» **How to complete this task**: When you retype the data, keep every line exactly as it appears.

» **Information shown**:
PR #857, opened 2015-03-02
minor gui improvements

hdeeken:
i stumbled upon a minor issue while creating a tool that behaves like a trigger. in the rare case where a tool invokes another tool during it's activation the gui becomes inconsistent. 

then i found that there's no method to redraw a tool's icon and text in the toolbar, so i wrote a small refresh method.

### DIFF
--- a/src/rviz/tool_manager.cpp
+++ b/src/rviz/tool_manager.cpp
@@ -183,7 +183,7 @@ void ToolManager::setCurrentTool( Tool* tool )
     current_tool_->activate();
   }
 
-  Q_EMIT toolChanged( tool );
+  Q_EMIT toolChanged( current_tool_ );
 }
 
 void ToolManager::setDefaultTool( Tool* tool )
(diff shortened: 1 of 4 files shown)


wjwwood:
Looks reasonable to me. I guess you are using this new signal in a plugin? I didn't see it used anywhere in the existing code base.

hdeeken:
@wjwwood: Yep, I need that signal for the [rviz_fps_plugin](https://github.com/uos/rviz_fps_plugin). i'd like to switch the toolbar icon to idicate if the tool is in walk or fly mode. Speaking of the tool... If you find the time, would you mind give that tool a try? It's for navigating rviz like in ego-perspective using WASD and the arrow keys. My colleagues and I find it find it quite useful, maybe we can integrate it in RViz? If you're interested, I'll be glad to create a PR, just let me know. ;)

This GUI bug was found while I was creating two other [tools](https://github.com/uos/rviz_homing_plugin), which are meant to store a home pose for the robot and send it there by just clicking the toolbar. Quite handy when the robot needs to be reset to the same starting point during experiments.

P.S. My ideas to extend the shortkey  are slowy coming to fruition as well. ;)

» **Answer section**:
PR #857, opened 2015-03-02
minor gui improvements

hdeeken:
i stumbled upon a minor issue while creating a tool that behaves like a trigger. in the rare case where a tool invokes another tool during it's activation the gui becomes inconsistent. 

then i found that there's no method to redraw a tool's icon and text in the toolbar, so i wrote a small refresh method.

### DIFF
--- a/src/rviz/tool_manager.cpp
+++ b/src/rviz/tool_manager.cpp
@@ -183,7 +183,7 @@ void ToolManager::setCurrentTool( Tool* tool )
     current_tool_->activate();
   }
 
-  Q_EMIT toolChanged( tool );
+  Q_EMIT toolChanged( current_tool_ );
 }
 
 void ToolManager::setDefaultTool( Tool* tool )
(diff shortened: 1 of 4 files shown)


wjwwood:
Looks reasonable to me. I guess you are using this new signal in a plugin? I didn't see it used anywhere in the existing code base.

hdeeken:
@wjwwood: Yep, I need that signal for the [rviz_fps_plugin](https://github.com/uos/rviz_fps_plugin). i'd like to switch the toolbar icon to idicate if the tool is in walk or fly mode. Speaking of the tool... If you find the time, would you mind give that tool a try? It's for navigating rviz like in ego-perspective using WASD and the arrow keys. My colleagues and I find it find it quite useful, maybe we can integrate it in RViz? If you're interested, I'll be glad to create a PR, just let me know. ;)

This GUI bug was found while I was creating two other [tools](https://github.com/uos/rviz_homing_plugin), which are meant to store a home pose for the robot and send it there by just clicking the toolbar. Quite handy when the robot needs to be reset to the same starting point during experiments.

P.S. My ideas to extend the shortkey  are slowy coming to fruition as well. ;)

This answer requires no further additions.